(Records to use)

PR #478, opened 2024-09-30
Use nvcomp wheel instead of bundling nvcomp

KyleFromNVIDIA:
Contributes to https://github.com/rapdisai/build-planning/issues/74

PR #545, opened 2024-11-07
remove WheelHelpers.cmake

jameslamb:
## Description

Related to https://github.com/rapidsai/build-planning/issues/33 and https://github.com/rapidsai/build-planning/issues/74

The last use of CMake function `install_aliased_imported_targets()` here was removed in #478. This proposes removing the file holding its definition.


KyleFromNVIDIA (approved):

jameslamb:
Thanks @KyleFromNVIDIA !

(End Records to use)

**To do**
The records above must be retyped in full, exactly.

**Result for this exercise**
PR #478, opened 2024-09-30
Use nvcomp wheel instead of bundling nvcomp

KyleFromNVIDIA:
Contributes to https://github.com/rapdisai/build-planning/issues/74

PR #545, opened 2024-11-07
remove WheelHelpers.cmake

jameslamb:
## Description

Related to https://github.com/rapidsai/build-planning/issues/33 and https://github.com/rapidsai/build-planning/issues/74

The last use of CMake function `install_aliased_imported_targets()` here was removed in #478. This proposes removing the file holding its definition.


KyleFromNVIDIA (approved):

jameslamb:
Thanks @KyleFromNVIDIA !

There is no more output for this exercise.